Closed dgaines2 closed 2 years ago

dgaines2 commented 2 years ago

Use keras backend to change the learning rate in ReduceLRUponNan (instead of re-compiling the model) and make slight changes to the logging.

dgaines2 commented 2 years ago

I was having some issues with the current implementation of this callback, so I tried to make a change to it. Now that I'm looking at the unit test in test_callbacks.py, I have a quick question. Why is model.fit() called twice on gen? Should this reduce the learning rate twice or just once?

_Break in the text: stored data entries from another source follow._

PR #7709, opened 2022-08-09
rust: pin serde to 1.0.142 - v1

jasonish:
Pin serde to 1.0.142 for now as 1.0.143 fails to build on Rust 1.48.

We don't depend on this directly, but instead via sawp-modbus.


victorjulien:
Upstream serde fixed things it seems, and we bumped MSRV. So closing this.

Based on the test, it looks like it should just reduce once.

-- nevermind, I realized the first test is on self.model and subsequent tests are on model

chc273 commented 2 years ago

@dgaines2

Previous this was used because softmax calculations explode when calculating the exponential. I have hence fixed the softmax calculation algorithm, and this callback is no longer needed. If nan happens, I think a better approach is to go back and check the data and optimizers and make sure there isnt anything wrong with those.

Re the strange behavior of generator, the initial class was written in tensorflow 1.x and the previous version worked as expected. The tensorflow 2.x version is not compatible in some of the restarting mechanisms. I did not follow up on that because I think this callback is no longer needed. Please let me know otherwise.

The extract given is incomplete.